Meski memiliki kesamaan dari segi usia saat menjalani debut profesional, Diks mengakui ada satu perbedaan besar antara dirinya dan Baker. Pemain muda Indonesia itu sudah mendapat kesempatan menembus skuad tim nasional senior, sesuatu yang belum dirasakan Diks ketika seusianya.
Kesadaran akan tantangan tersebut membuat Diks berusaha memberikan dukungan kepada Baker selama berada di lingkungan tim nasional. Namun, ia juga memilih berhati-hati agar tidak memberikan beban berlebihan kepada pemain yang masih dalam tahap awal perkembangan kariernya.
"Ketika saya menembus sepak bola profesional, usia saya juga sekitar 17 tahun, jadi saya bisa memahami situasinya. Namun bermain untuk tim nasional lebih besar daripada sepak bola klub," kata Diks.
"Saya mencoba membantunya semampu saya. Saya sudah beberapa kali berbicara dengannya, tetapi saya juga tidak ingin memberinya terlalu banyak tekanan," sambungnya.
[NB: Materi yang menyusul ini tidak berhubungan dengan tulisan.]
Issue #1582, opened 2026-08-06
intentd: CoW checkouts inherit the source repo's origin verbatim (relative/self-referencing local paths break fetch)


panghy:
## Problem

A CoW checkout (`provision_cow_checkout`, used by both `workspace.create` with `cowIsolation` on and `workspace.duplicate` of a standalone source) reflink-copies the whole repository directory, `.git/config` included. The clone therefore inherits the source repository's `origin` URL **verbatim**, at a new location.

That is correct for network URLs, but wrong for local-path origins:

1. A **relative** local path (e.g. `origin = ../upstream`) resolves against the repository that holds it. In the clone — which lives under the workspaces root, not beside the source — it re-resolves to a different (usually nonexistent) directory, so `fetch`/`push` fail or silently target the wrong repo.
2. A local path naming the **source checkout itself** leaves the clone's `origin` pinned to a directory that can be deleted independently (the metadata half of intent-hq/monorepo#1560).

## Context

[intentd#956](https://github.com/intent-hq/intentd/pull/956) fixed exactly this for the *plain local clone* path (`provision_local_clone_checkout` → `resolve_source_origin`): a relative local origin is absolutized against the source repository, one resolving to the source checkout is dropped, network URLs and already-absolute local paths carry over verbatim. The CoW path has no equivalent step — it was noted as pre-existing and deliberately left out of that PR's scope.

## Suggested fix

Reuse the same resolution in the CoW path: after the reflink clone, run the clone's inherited `origin` through the `resolve_source_origin` logic in `crates/intent-git/src/cow_checkout.rs` (absolutize relative, drop self-referencing, leave network/absolute alone) instead of leaving `.git/config` as copied.

Regression tests belong next to the existing ones in `cow_checkout::tests`, mirroring `local_clone_absolutizes_a_relative_local_origin` and `local_clone_removes_origin_pointing_at_the_source_itself` for the CoW entry point (guarded by the existing `cow_available` skip helper).

## Impact

Low frequency — most repos have a network `origin` — but when it hits, the affected workspace's fetch/push is broken in a way that is hard to attribute, and it undercuts the self-contained-checkout guarantee for CoW workspaces the same way it did for local clones.

Filed while reviewing intentd#956 (review nit 2).

panghy:
Fixed in intentd v0.6.1 (beta).

panghy:
intentd v0.6.2 promoted to stable.

PR #1592, opened 2026-08-07
docs: document standalone-source duplication; bump intentd

### LINKED ISSUE #1560: workspace.duplicate of a direct-mode workspace provisions a fragile linked worktree rooted in the original's checkout
Found during review of intent-hq/intentd#944 (cache-hydrated `workspace.create` + `checkoutMode: "direct"`).

## Problem

The `workspace.duplicate` decision matrix only yields `cow` or `worktree` checkouts. On exactly the filesystems where `direct` arises (CoW unsupported), duplicating a hydrated `direct` workspace falls back to a **linked worktree whose source repo is the original workspace's own standalone checkout**.

Deleting the original workspace then renames/removes that checkout, orphaning the duplicate's worktree (its `.git` gitfile points into a directory that no longer exists).

## Expected

A `direct`-mode source should duplicate as another standalone checkout — e.g. a plain local `git clone` of the source checkout (mirroring `provision_direct_checkout`) — so the duplicate never holds a dangling reference to a sibling workspace's directory.

## Notes

- On CoW-capable filesystems the duplicate is a standalone CoW clone, so the issue only bites where CoW is unsupported (ext4 without reflink, some network filesystems).
- `isNewRepo` `direct` workspaces have the same shape: the "repo" is the user's own folder, so a worktree-based duplicate rooted there is fragile against the user moving/deleting it, though that folder is not daemon-managed.

panghy:
Phase 2 for #1560. Bumps `packages/intentd` to `fd033b2` and lands the matching
protocol/architecture docs.

Submodule PR: intent-hq/intentd#956 (merged).

## What the daemon change does

Duplicating a workspace whose source is a **standalone** checkout (`cow` or `direct`)
now provisions a standalone checkout instead of a linked worktree, so the duplicate
survives deletion of the source. Previously the duplicate got a linked worktree rooted
in the source workspace's checkout: deleting the source detached that directory and
orphaned the duplicate, and deleting the duplicate mutated the source.

- Standalone source → always standalone duplicate, cloned from the source's **own
  checkout** (not its `repositoryPath`). CoW probe decides `cow` vs. a plain local
  clone persisted as `direct` (committed state only). `workspace.cowIsolation` is
  ignored, matching cache-hydrated create.
- `origin` is **resolved**, not copied verbatim: network URL and absolute local path
  carry over; a relative local path is absolutized against the source repository; it is
  removed when the source has none or when it resolves to the source checkout itself.
- On provisioning failure the inherited `repositoryPath` is cleared for standalone
  sources, so a checkout-less duplicate row never points at the source's directory.
- Shared-checkout (worktree-mode) sources keep the existing `workspace.create`
  decision matrix.

## Docs

- `docs/PROTOCOL.md` §5.1 — duplication rules split by source kind (standalone vs.
  shared-checkout), the origin-resolution rules, the provisioning-failure
  `repositoryPath` clearing, and the standalone exemption noted on the
  `workspace.cowIsolation` settings entry.
- `docs/ARCHITECTURE.md` — `workspace.duplicate` split out of the create bullet into
  its own duplication bullet, including the failure-cleanup behavior.

## Follow-up

#1582 tracks a pre-existing CoW-clone limitation surfaced while reviewing this change
(not a regression from it).

Fixes #1560

### DIFF
--- a/docs/PROTOCOL.md
+++ b/docs/PROTOCOL.md
@@ -568,17 +568,19 @@ standalone:
   is the source's **own checkout** (`worktreePath`, or `repositoryPath` when the
   repository itself is the checkout), not the source's `repositoryPath`. A CoW probe from
   that checkout to `<root>/<newId>` decides the mode: supported ⇒ CoW clone
-  (`checkoutMode: "cow"`); Unsupported, probe error, or a CoW clone that still reports
-  Unsupported ⇒ a **plain local `git clone`** of the source checkout
-  (`checkoutMode: "direct"`) with a logged warning. A source checkout whose `.git` is a
-  gitfile skips the probe and goes straight to the local clone. `workspace.cowIsolation`
+  (`checkoutMode: "cow"`); Unsupported ⇒ a **plain local `git clone`** of the source
+  checkout (`checkoutMode: "direct"`), and the same local-clone fallback is taken — with a
+  logged warning — on a probe error or when a CoW clone still reports Unsupported despite a
+  passing probe. A source checkout whose `.git` is a gitfile skips the probe and goes
+  straight to the local clone (also warned). `workspace.cowIsolation`
   is **ignored** for standalone sources (parity with cache-hydrated create). Like a
   hydrated create, the checkout *is* the repository: the duplicate persists
-  `repositoryPath` = its **own** checkout path, and `origin` is retargeted at the source's
-  own resolved `origin` — a network URL and an absolute local path carry over verbatim, a
-  relative local path is absolutized against the source repository so it still names the
-  same upstream, and `origin` is **removed** when the source has none or when it resolves
-  to the source checkout itself — so nothing references the source workspace's directory.
+  `repositoryPath` = its **own** checkout path, so nothing in the row references the source
+  workspace's directory. The `direct` local-clone path additionally **resolves `origin`**
+  (a CoW clone is a byte copy and keeps the source's `.git/config` verbatim): a network URL
+  and an absolute local path carry over as-is, a relative local path is absolutized against
+  the source repository so it still names the same upstream, and the remote is **removed**
+  when the source has no `origin` or when `origin` resolves to the source checkout itself.
   The local-clone fallback carries **committed state only** —
   uncommitted/untracked work in the source is not copied. Rationale
   ([intent-hq/monorepo#1560](https://github.com/intent-hq/monorepo/issues/1560)): a linked
--- a/docs/PROTOCOL.md
+++ b/docs/PROTOCOL.md
@@ -559,15 +559,45 @@ removed in the background as usual.
 **Duplication (`workspace.duplicate`).** Duplicating a local workspace off a local git
 repository provisions a fresh checkout for the copy at `<root>/<newId>/<repo-slug>` on a
 branch named for the new id (uniquified against the source repo's local and
-remote-tracking branches), using the **same decision matrix as `workspace.create`**:
-`workspace.cowIsolation` off ⇒ linked worktree (`checkoutMode: "worktree"`); on ⇒ CoW
-probe from the repository directory to `<root>/<newId>` — supported ⇒ standalone CoW
-clone (`checkoutMode: "cow"`), Unsupported/probe error ⇒ the duplicate **falls back to
-a linked worktree** with a logged warning (same fallback semantics as create).
-Provisioning is skipped for remote / skip-isolation sources and for a `repositoryPath`
-that is not a local git repository. An ordinary provisioning failure is logged and
+remote-tracking branches). The decision depends on whether the **source** checkout is
+standalone:
+
+- **Standalone source** (the source's own `checkoutMode` is `"cow"` or `"direct"`, which
+  includes every cache-hydrated workspace and an `isNewRepo` `direct` workspace): the
+  duplicate is **always standalone too, and never a linked worktree**. The clone source
+  is the source's **own checkout** (`worktreePath`, or `repositoryPath` when the
+  repository itself is the checkout), not the source's `repositoryPath`. A CoW probe from
+  that checkout to `<root>/<newId>` decides the mode: supported ⇒ CoW clone
+  (`checkoutMode: "cow"`); Unsupported, probe error, or a CoW clone that still reports
+  Unsupported ⇒ a **plain local `git clone`** of the source checkout
+  (`checkoutMode: "direct"`) with a logged warning. A source checkout whose `.git` is a
+  gitfile skips the probe and goes straight to the local clone. `workspace.cowIsolation`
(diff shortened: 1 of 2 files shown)


docs/PROTOCOL.md
```diff
@@ -559,15 +559,45 @@ removed in the background as usual.
...
+  Unsupported ⇒ a **plain local `git clone`** of the source checkout
+  (`checkoutMode: "direct"`) with a logged warning. A source checkout whose `.git` is a
+  gitfile skips the probe and goes straight to the local clone. `workspace.cowIsolation`
+  is **ignored** for standalone sources (parity with cache-hydrated create). Like a
+  hydrated create, the checkout *is* the repository: the duplicate persists
+  `repositoryPath` = its **own** checkout path, and `origin` is retargeted at the source's
+  own resolved `origin` — a network URL and an absolute local path carry over verbatim, a
+  relative local path is absolutized against the source repository so it still names the
+  same upstream, and `origin` is **removed** when the source has none or when it resolves
+  to the source checkout itself — so nothing references the source workspace's directory.
```
panghy: **Accuracy — should fix (overstates the CoW path).** These `origin`-resolution rules are written as applying to the whole standalone-source bullet, but in the code they run **only in the local-clone (`direct`) fallback**: `resolve_source_origin` is called solely from `provision_local_clone_checkout` (`intent-git/src/cow_checkout.rs` L288–295), and the services duplicate path never retargets remotes after a CoW clone (the only `set_remote_url` call in `intent-services/src/lib.rs` is in the cache-hydrated *create* arm, L10434). A CoW clone copies the source checkout's `.git/config` verbatim, so its `origin` is the source's origin **unresolved**: a network URL, an absent origin, and an absolute local path coincide with the documented outcome, but a *relative* local-path origin is carried verbatim (not absolutized — it then mis-resolves from the duplicate's directory), and an origin resolving to the source checkout itself is *not* removed. Suggested minimal fix: scope the resolution rules to the local-clone fallback (e.g. "`origin` carries over from the source's config (a CoW clone copies it verbatim); the local-clone fallback retargets it at the source's own **resolved** `origin` — …"), or note the CoW-mode caveat. As written, "so nothing references the source workspace's directory" is also not guaranteed on the CoW path for a self-referencing source origin (contrived, but the sentence claims it unconditionally).

docs/PROTOCOL.md
```diff
@@ -559,15 +559,45 @@ removed in the background as usual.
...
+
+- **Standalone source** (the source's own `checkoutMode` is `"cow"` or `"direct"`, which
+  includes every cache-hydrated workspace and an `isNewRepo` `direct` workspace): the
+  duplicate is **always standalone too, and never a linked worktree**. The clone source
+  is the source's **own checkout** (`worktreePath`, or `repositoryPath` when the
+  repository itself is the checkout), not the source's `repositoryPath`. A CoW probe from
+  that checkout to `<root>/<newId>` decides the mode: supported ⇒ CoW clone
+  (`checkoutMode: "cow"`); Unsupported, probe error, or a CoW clone that still reports
+  Unsupported ⇒ a **plain local `git clone`** of the source checkout
+  (`checkoutMode: "direct"`) with a logged warning. A source checkout whose `.git` is a
```
panghy: **Nit — "with a logged warning" is only true for two of the three fallback causes.** In `intent-services/src/lib.rs` L12239–12254, a probe **error** warns and the CoW-clone-still-Unsupported retry warns (L12433), but a clean `Ok(CowSupport::Unsupported)` probe result falls through to `direct` **silently** (L12243–12245) — reasonable, since `direct` is not a degradation of any user preference for a standalone source, unlike the shared-checkout path where Unsupported warns before the worktree fallback. Consider dropping the clause or scoping it ("probe error or a CoW clone that still reports Unsupported log a warning").

panghy (commented):
Verifier review of the Phase 2 bump + docs against the merged intentd code (`fd033b2`, intent-hq/intentd#956).

**Verified clean:**
- **Gitlink**: `packages/intentd` moves e2db1a9 → `fd033b25c369bd4cf2558b8824365a6f16e68f4e`, which is the squash commit of intentd#956 and the current tip of intentd `origin/main` (`git merge-base --is-ancestor` passes). No other submodule gitlink is touched.
- **Docs vs. code** (checked against `intent-services/src/lib.rs` duplicate path ~L12163–12550, `clear_standalone_repository_path` L5970, and `intent-git/src/cow_checkout.rs`): the standalone predicate (`checkoutMode` cow|direct), clone source (`worktreePath`, else `repositoryPath` when the repo is the checkout), gitfile-skips-probe, cowIsolation ignored for standalone sources, `repositoryPath` repointed at the duplicate's own checkout on success (L12513), cleared on provisioning failure (L12525/12545), committed-state-only local-clone fallback, the CoW-clone-still-Unsupported → direct retry (L12428), and the unchanged shared-checkout matrix all match the code exactly. `checkoutMode`-immutability and cache-hydrated-create text remain consistent; § cross-references and the full-form #1560 issue link are correct; no "wave" terminology.
- **Conventional commit / PR title**: single commit `docs: document standalone-source duplication; bump intentd` — valid type, matches the PR title.

Two doc-accuracy comments inline (one should-fix scoping issue on the `origin` rules, one nit on "with a logged warning"). Nothing else blocking.

docs/PROTOCOL.md
panghy: Confirmed and fixed in a4d8df9. You're right: `resolve_source_origin` is called only from `provision_local_clone_checkout` (cow_checkout.rs:290), so the CoW path — a reflink byte copy — keeps the source's `.git/config` verbatim and neither absolutizes a relative `origin` nor drops a self-referencing one.

The paragraph now scopes those rules explicitly to the `direct` path and says why: "The `direct` local-clone path additionally **resolves `origin`** (a CoW clone is a byte copy and keeps the source's `.git/config` verbatim)". The unconditional claim that survives is only the one the code actually guarantees for both modes — `repositoryPath` points at the duplicate's own checkout.

`docs/ARCHITECTURE.md` got the matching scoping on the duplication bullet.

Worth noting the residual gap this exposes is the same class of pre-existing CoW-clone limitation already tracked in intent-hq/monorepo#1582, not something introduced here.

docs/PROTOCOL.md
panghy: Correct — fixed in a4d8df9. A clean `Ok(CowSupport::Unsupported)` falls through to `Direct` with no log (lib.rs:12243-12245); only the probe `Err(e)` arm (lib.rs:12246), the clone-retry arm (lib.rs:12433), and the gitfile arm (lib.rs:12221) warn.

The sentence is now split so the warning attaches only to the paths that emit one: plain `Unsupported` ⇒ local clone, and "the same local-clone fallback is taken — with a logged warning — on a probe error or when a CoW clone still reports Unsupported despite a passing probe". Also marked the gitfile case as warned, which the previous text omitted.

Di sisi lain, pelatih timnas Indonesia John Herdman mengungkapkan bahwa peran Diks di dalam skuad tidak hanya sebatas pemain senior. Ia juga dipercaya menjadi sosok pembimbing yang dapat membantu proses adaptasi Baker di level internasional.
Herdman menilai Diks merupakan figur yang tepat untuk menjalankan peran tersebut. Selain sama-sama berposisi sebagai pemain bertahan, Diks dinilai memiliki pengalaman dan karakter yang dapat menjadi contoh bagi pemain muda.
Pengalaman Diks bermain di kompetisi elite Eropa bersama Borussia Moenchengladbach pada musim ini juga dianggap menjadi nilai tambah yang berharga.
Kehadiran pemain berpengalaman tersebut diharapkan mampu mempercepat perkembangan Baker sehingga sang bek muda dapat terus berkembang dan menjadi salah satu aset penting Timnas Indonesia pada masa mendatang.